Farwiza Farhan is an Indonesian environmental activist most known for her role as the President of Forest, Nature, and Environment Aceh, in which capacity she has fought for protections of the Leuser Ecosystem, a vast rainforest in Indonesia. She has been awarded the Whitley Award, the Whitley Gold Award, the Time100 Impact Award Impact Award, and the Ramon Magsaysay Award, and was included in the Time 100 Next in 2022.

== Biography ==
Farhan was born and raised in Aceh, and at a young age became interested in exploring different environments. She earned a BS in Biology from the Universiti Sains Malaysia and a Masters in Environmental Management from the University of Queensland and is enrolled in a PhD from the Radboud University Nijmegen, and worked in a governmental agency focused on managing and protecting the Leuser Ecosystem.

Her first time there began difficult, but she soon decided to focus on protecting the ecosystem. She began to realize the scale of the problems the ecosystem faced not long after, and after being fired, co-founded HaKA (Forest, Nature, and Environment Aceh), where she serves as Executive Director.

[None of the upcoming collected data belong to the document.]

PR #2374, opened 2025-05-08
DesktopIntegration: Don't resend windows when switching workspace

lenemter:
Requires https://github.com/elementary/dock/pull/406


leonardo-lemos (approved):
LGTM

PR #2389, opened 2025-05-15
Fix workspace switch

lenemter:
Fixes https://github.com/elementary/gala/issues/2322


leonardo-lemos (approved):

danirabbit (approved):
This appears to work for me! Nice job getting the fix out so fast

PR #2392, opened 2025-05-16
Add support for restoring previous region

lenemter:
Currently in gala 8.2.1, if you open multitasking view on X11 and close it, the dock clickable area will be a lot bigger then its visible part.

Unseting window shape region entirely doesn't work for our Dock since its window size is a lot bigger than its visible part. This branch introduces `restore-previous-region` argument for mutter hints. If it's set, we restore previous region (dock needs this), if not, unset region (wingpanel needs this).


leonardo-lemos:
It works as expected, thanks for your hard work! :heart:

PR #2393, opened 2025-05-16
MultitaskingView: Always show monitor clones

lenemter:
Fixes https://github.com/elementary/gala/issues/2387

I don't have second monitor to test but I suppose this should fix it


leonardo-lemos (approved):
I can confirm that it fixes the issue. Nice job!

Issue #2401, opened 2025-05-19
Context menus appear at the top left corner of the secondary monitor


TomiOhl:
### What Happened?

I have a setup where I have an external monitor above my laptop screen.
System-level context menus that I trigger on the laptop screen appear at the top left of the external monitor.
By system-level context menus I mean right clicking on window title bars or on an empty space on the desktop wallpaper.
E.g. the context menu when clicking on the title bar of Files:
![Image](https://github.com/user-attachments/assets/7eca585b-c72a-4419-98b0-5429b5483481)
The issue is not present if I'm right clicking on anything on the top display.

Update: if I place my external display to the right of the laptop screen, the context menus triggered on the laptop screen will appear at the right place, however, context menus triggered on the external monitor will appear on the top left corner of the laptop screen (i.e. the top-left-most section of the view?)

### Steps to Reproduce

1. Connect an external monitor
2. Right click a title bar or an empty space on the wallpaper.

### Expected Behavior

Context menu right where the pointer is

### OS Version

8.x (Circe)

### Session Type

Secure Session (Wayland)

### Software Version

Latest release (I have run all updates)

### Log Output

```shell

```

PR #2407, opened 2025-05-20
Rewrite menus

lenemter:
Should fix https://github.com/elementary/gala/issues/2401 but I cannot test since I use single-monitor setup.

Instead of making daemon's widow full display size, make it the size of a monitor which makes a lot more sense in Wayland

### DIFF
--- a/daemon-gtk3/DBus.vala
+++ b/daemon-gtk3/DBus.vala
@@ -64,7 +64,7 @@ public class Gala.Daemon.DBus : GLib.Object {
         }
     }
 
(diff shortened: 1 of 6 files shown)


leonardo-lemos (changes requested):
I can open a menu and it works flawlessly but if I try to open it again, it opens and closes very fast. This happens with any window.

leonardo-lemos:
@lenemter I got the same result after the lastest commit, plus If I open desktop context menu on the second monitor, It opens on the display's corner or in the primary monitor but the place where I left click.

PR #2411, opened 2025-05-28
GestureController: Handle gesture interruption transparently

### LINKED ISSUE #2409: Windows sometimes get stuck in an un-interactive state after using gestures to switch workspaces
### What Happened?

rarely, but especially when a gesture gets interrupted, swiping between workspaces or into the overview on a touchpad will cause all windows to be non-interactible and have a little `X` icon like seen in the overview, **regardless** of whether the overview is open

Almost all keyboard shortcuts and interacting with the wingpanel also becomes impossible; <kbd>Ctrl</kbd>+<kbd>Alt</kbd>+<kbd>Delete</kbd> brings up the logout prompt but it's also non-interactive, i.e it cannot be used to logout to fix the issue

### Steps to Reproduce

1. Start doing a gesture
2. Interrupt it? (start with three fingers, add a 4th one, or otherwise disrupt it)
3. Profit???

(I wish I could give more detail really)

### Expected Behavior

Gala should correctly recover from gestures being interrupted (?)

### OS Version

8.x (Circe)

### Session Type

Secure Session (Wayland)

### Software Version

### Log Output

```shell
N/A
```

### Hardware Info

_No response_

leolost2605:
Fixes #2409 

Once one finger gets lifted we switch from touch egg backend to scroll backend which would emit end and start signals which would cause a hide and show on the multitasking view which in turn would interrupt and restart the scroll gesture but not emit a end because of a wrong order. We can solve all these problems if we just don't emit start and end when the gesture gets interrupted while still going. This also is a small performance improvement because we don't go hidden shown everytime which saves us a bunch of recalculations.
Also don't allow a new gesture to start while one is already going.

(thanks @zeebok for the reproducer)

### DIFF
--- a/src/Gestures/GestureController.vala
+++ b/src/Gestures/GestureController.vala
@@ -125,17 +125,20 @@ public class Gala.GestureController : Object {
 
     private void prepare () {
         if (timeline != null) {
-            timeline.stop ();
             timeline = null;
+        } else {
+            target.propagate (START, action, progress);
         }
-
-        target.propagate (START, action, progress);
     }
 
     private bool gesture_detected (GestureBackend backend, Gesture gesture, uint32 timestamp) {
+        if (recognizing || !enabled) {
+            return false;
+        }
+
         var recognized_action = GestureSettings.get_action (gesture, out _action_info);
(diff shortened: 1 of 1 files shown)


lenemter (approved):
LGTM

PR #2413, opened 2025-05-30
Daemon: Use size request instead of default size

lenemter:
Fixes https://github.com/elementary/gala/issues/2401

I tested the fix on wayland with qemu+spice but I cannot test it on X11 :(


leonardo-lemos (approved):
LGTM

Issue #2412, opened 2025-05-28
Multitasking View is oversized with fractional scaling


danirabbit:
### What Happened?

With fractional scaling set to 150%, the multitasking view appears to be oversized:

![Image](https://github.com/user-attachments/assets/1a6c62c1-8a00-402d-ac4d-072f28bf4fc8)

### Steps to Reproduce

1. Enable experimental fractional scaling and set to 150%
2. Enter multitasking view

### Expected Behavior

Things should be scaled appropriately and appear similar to how they do in an integer scaling setup

### OS Version

8.x (Circe)

### Session Type

Secure Session (Wayland)

### Software Version

Latest release (I have run all updates)

### Log Output

```shell

```

### Hardware Info

Starlite MkV with the new 2160x1440 panel

PR #2416, opened 2025-05-30
WindowIcon: Support fractional scaling

lenemter:
Addresses https://github.com/elementary/gala/issues/2412

I decided to not touch icon groups because the code there is already broken and I don't wanna break it further since we plan to replace them with the dock some day


danirabbit:
Hmm can't confirm that worked

Screenshot from 2025-05-30 10 26 58@2x

PR #2419, opened 2025-05-31
ShellWindow: Clip window actor when applying translations

leolost2605:
Fixes https://github.com/elementary/dock/issues/425
Closes #2418 

There are things in the shell group that can be on secondary monitors (most notably freely movable transient windows like the connect to hidden network window). Also sometime soon the monitor labels should go there so they will need to be on secondary monitors. So instead of clipping the whole group only clip the respective actors.

### DIFF
--- a/src/ShellClients/ShellWindow.vala
+++ b/src/ShellClients/ShellWindow.vala
@@ -147,18 +147,19 @@ public class Gala.ShellWindow : PositionedWindow, GestureTarget {
     }
 
     private void update_clip () {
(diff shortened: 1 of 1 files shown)


leolost2605:
Ok the issue was that since we position according to frame rect and not actual window actor position a part of the dock is always on the second monitor. So now instead of just offsetting the translation we clip to the actual monitor dimensions.

software-artificer:
Thanks a lot folks, appreciate the quick turnaround!

PR #2423, opened 2025-05-31
WindowSwitcher: correctly draw border on HiDPI

lenemter:
1. Correctly scale stroke width
2. Offseting border by 0.5 works only on 1.0 scaling, divide our stroke width by 2 instead
3. Shadow's border radius should be 10 because it's one pixel outside of window switcher
4. Don't scale shadow's border radius, the effect does this automatically


src/Widgets/WindowSwitcher/WindowSwitcher.vala
```diff
@@ -211,9 +209,9 @@ public class Gala.WindowSwitcher : CanvasActor, GestureTarget, RootTarget {
 
         // Offset by 0.5 so cairo draws a stroke on real pixels
```
lenemter, line 210:
```suggestion
```

PR #2425, opened 2025-06-02
Release the Barrier once the threshhold is reached

### LINKED ISSUE #2424: Mouse pointer often stuck between displays when external display is the primary display and is arranged above built-in display
### What Happened?

The mouse pointer gets stuck at the edge of displays when trying to move the pointer across displays.

This happens when the external display is:

- Set as the primary display
- Arranged to be above the built-in display

### Steps to Reproduce

1. Set external display as primary display
2. Arrange displays do that external display is above the built-in display
 Attempt to move the mouse pointer across the displays. The pointer will often get stuck at the edge of the displays.

Screenshot from 2024-10-31 18 26 11

### Expected Behavior

The mouse pointer should freely move across the displays.

It works perfectly fine when the built-in display is set as the primary display.

### OS Version

8.x (Early Access)

### Session Type

Secure Session (Wayland)

### Software Version

### Log Output

_No response_

### Hardware Info

_No response_

leolost2605:
We want to release the barrier once it was triggered for a certain amount of time to allow the cursor to travel to a new monitor. We can play with the amount of time a bit but 200 seemed ok to me :shrug: 

Fixes #2424 
Fixes elementary/dock#68


lenemter (approved):
Code looks good. But I can't test it since I don't have a second monitor

leonardo-lemos (changes requested):
It works, but I think it could be improved. The cursor transition between monitors doesn't feel smooth — it gets stuck between them for too long. Maybe reducing the delay time would help.

PR #89, opened 2022-04-05
Update GKE example to remove manual steps

caugustus-sourcegraph:
Updates the GKE example so it works out-of-the-box without any manual steps. Adding a domain / TLS is still an additional step but isn't required for this example.

### Checklist

### Test plan

New deployment using the provided override file succeeded.


michaellzc (approved):
yay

She has led the organization since its founding, and gained international attention for a 2022 legal victory against a palm oil producer, securing $26 million dollars to repair the forest. She has also led projects including wildlife protection, coordination with grassroots activists, and repealing a hydroelectric dam set to run through elephant territory.

She was included in the Time 100 Next in 2022: her profile was written by Jane Goodall. She was also awarded the Time100 Impact Award in 2023. She was awarded the Whitley Award in 2016, known as the "Green Oscars", and was awarded the Whitley Gold Award in 2026. She was also awarded the Ramon Magsaysay Award, sometimes called Asia's Nobel Prize, in 2024. She was awarded the UCLA Pritzker Environmental Award in 2021, and was named a Perpetual Planet Pioneering Laureate in 2026 by the Rolex Awards for Enterprise. She received the National Geographic Society Wayfinder Award in 2022.

She was also included in Forbes Sustainability Leaders 2025, which stated that her team "dismantles snares and... fast-tracks prosecution for wildlife crimes."